Housebuilder Persimmon (LON:PSN) said revenues were 27% higher at £776.6m in the half-year to end-June, while legal completions increased by 16% to 4,657 and average selling prices rose by 8.6% to £168,936. The group's underlying operating margin was 8% against 1.6% in 2009, while the underlying performance continued to be amongst the strongest in the sector. Reported pre-tax profit was £101.4m (2009: £9.8m) while underlying pre-tax profits swung to £39.4m from a loss of £16.7m in 2009. Persimmon restored its interim dividend at 3p per share. Net assets per share increased by 9.7% to 565.1p (30th June 2009: 515.1p).
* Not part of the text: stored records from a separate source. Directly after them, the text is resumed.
PR #377, opened 2020-01-31
Adding API endpoints for keyword, faceted search

bistline:
Adding API endpoints to drive keyword and faceted search (to be called from new React-based search front end).  Provides the following endpoints:
* GET /single_cell/api/v1/search/facets - Get all available facets & filter values
* GET /single_cell/api/v1/search/facet_filters - Search for matching filter values with a given facet
* GET /single_cell/api/v1/search - Perform a keyword or faceted search against MongoDB & BigQuery

API Swagger documentation has been updated with new endpoints to allow for easier development.  This PR also includes an integration test that performs searches against BigQuery (does not mock requests).  Existing test order has been modified to allow usage of upstream inserts in queries to optimize CI runtime, rather than seeding data in BQ just for this test.

This PR satisfies [SCP-2086](https://broadworkbench.atlassian.net/browse/SCP-2086).


app/controllers/api/v1/search_controller.rb
```diff
@@ -0,0 +1,293 @@
...
+          key :summary, 'Faceted & keyword search for studies & cells'
+          key :description, 'Search studies or cells using facets and keywords'
+          key :operationId, 'search_studies'
+          parameter do
+            key :name, :type
+            key :in, :query
+            key :description, 'Type of query to perform (study- or cell-based)'
+            key :required, true
+            key :type, :string
+            key :enum, ['study', 'cell']
```
eweitz: I double-taked the lack of `'gene'`, but I suppose omitting it makes sense.

That said, I don't think we track yet the task of integrating the existing global gene search endpoint into the upcoming React front-end.

app/controllers/api/v1/search_controller.rb
```diff
@@ -0,0 +1,293 @@
...
+            key :description, 'Accept or Content-Type headers missing or misconfigured'
+          end
+          response 500 do
+            key :description, 'Server error or malformed query'
+          end
+        end
+      end
+
+      def index
+        order = [:view_order.asc, :name.asc]
```
devonbush: I'd move this logic to a "self.get_viewable_studies(user)" method in study.rb (which returns the public studies if user is nil)

app/controllers/api/v1/search_controller.rb
```diff
@@ -0,0 +1,293 @@
...
+          end
+          response 406 do
+            key :description, 'Accept or Content-Type headers missing or misconfigured'
+          end
+          response 500 do
+            key :description, 'Server error or malformed query'
+          end
+        end
+      end
+
```
devonbush: this method should only be responsible for sanitizing the params and  identifiying the current user (if there is one), and returning the result. All actual search logic should live somewhere else.  Either in a static method on this controller or the study model

app/controllers/api/v1/search_controller.rb
```diff
@@ -0,0 +1,293 @@
...
+                  key :'$ref', :SiteStudyWithFiles
+                end
+              end
+            end
+          end
+          response 406 do
+            key :description, 'Accept or Content-Type headers missing or misconfigured'
+          end
+          response 500 do
+            key :description, 'Server error or malformed query'
```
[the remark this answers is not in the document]
bistline: That's a very good point about the `400 Bad Request`.  I'll update the text to remove that and think about how we would handle bad queries with more appropriate codes.

app/controllers/api/v1/search_controller.rb
```diff
@@ -0,0 +1,293 @@
...
+          sanitized.join(',')
+        else
+          view_context.sanitize(terms)
+        end
+      end
+
+      # generate query string for BQ
+      # array-based columns need to set up data in WITH clauses to allow for a single UNNEST(column_name) call,
+      # otherwise UNNEST() is called multiple times for each user-supplied filter value and could impact performance
+      def generate_bq_query_string(facets)
```
devonbush: make this method static

test/api/search_controller_test.rb
```diff
@@ -0,0 +1,78 @@
+require 'api_test_helper'
+
```
devonbush: once you refactor more of the logic into static methods, this test class will  hopefully get simpler and faster :)

app/controllers/api/v1/search_controller.rb
```diff
@@ -0,0 +1,293 @@
...
+            key :in, :query
+            key :description, 'Type of query to perform (study- or cell-based)'
+            key :required, true
+            key :type, :string
+            key :enum, ['study', 'cell']
+          end
+          parameter do
+            key :name, :facets
+            key :in, :query
+            key :description, 'User-supplied list facets and filters, formatted as: "facet_id:filter_value+facet_id_2:filter_value_2,filter_value_3"'
```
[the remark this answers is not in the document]
bistline: Let me see if I can figure out how to get large example blocks into the top-level description.  The `swagger-blocks` gem doesn't have any advice on how to do this but I might be able to glean some info directly from the Swagger spec.

app/controllers/api/v1/search_controller.rb
bistline: Yes - global gene search functionality is totally separate from keyword/faceted search and should continue to be treated as such.  It requires a totally different query/response flow with different methods and views.

devonbush:
Overall, looks good -- I'm excited at how far we (you) have gotten after just the first week of working on this

app/controllers/api/v1/search_controller.rb
bistline: This method actually already exists (Study.viewable) - I just need to use it here.

app/controllers/api/v1/search_controller.rb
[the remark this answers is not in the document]
bistline: So I was not able to figure this out, but I want to keep this idea alive, so let's open a ticket for this.  Apparently the `swagger-blocks` gem is a bit of a defunct project, so we may need to switch to a different implementation for our Swagger documentation, which is a larger undertaking.

app/controllers/api/v1/search_controller.rb
bistline: cdf206c

app/controllers/api/v1/search_controller.rb
bistline: cdf206c

app/controllers/api/v1/search_controller.rb
bistline: cdf206c

app/controllers/api/v1/search_controller.rb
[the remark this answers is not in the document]
bistline: cdf206c

app/controllers/api/v1/search_controller.rb
```diff
@@ -0,0 +1,289 @@
...
+          # determine if search values contain possible study accessions
+          possible_accessions = StudyAccession.sanitize_accessions(search_terms.split)
+          @studies = @viewable.any_of({:$text => {:$search => search_terms}}, {:accession.in => possible_accessions})
+        else
+          @studies = @viewable
+        end
+
+        # only call BigQuery if list of possible studies is larger than 0 and we have matching facets to use
+        if @studies.count > 0 && @facets.any?
+          @big_query_search = Api::V1::SearchController.generate_bq_query_string(@facets)
```
devonbush: I'd use 'self.class.generate_bq_query_string(@facets)'  to call the method, it's shorter and robust to file renames

app/controllers/api/v1/search_controller.rb
devonbush: nice!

The group reported continued strong cash generation: £185.6m cash generated from operations (2009: £152.8m), while net borrowings reduced to £122.1m (2009: £494.2m). Persimmon said strong liquidity had supported ongoing optimisation of the group's debt portfolio, including a reduction in its syndicated loan facility from £600m to £350m and the early repayment of over £100m of Senior Loan Notes. Forward sales at 24th August were c.£912m (December 2009: c.£638m) at similar margins to those achieved in the first half: c.95% sold up for the current year. Total land holdings were in line with December 2009 - owned & under control landbank of 58,957 plots - 4,263 plots added since December 2009, including 1,297 plots from its strategic land portfolio.

John White, Persimmon's chairman, said: "Overall, whilst we currently remain cautious, we are optimistic about the future of our business. We have a strong balance sheet, excellent cash generation, national coverage and an experienced management team."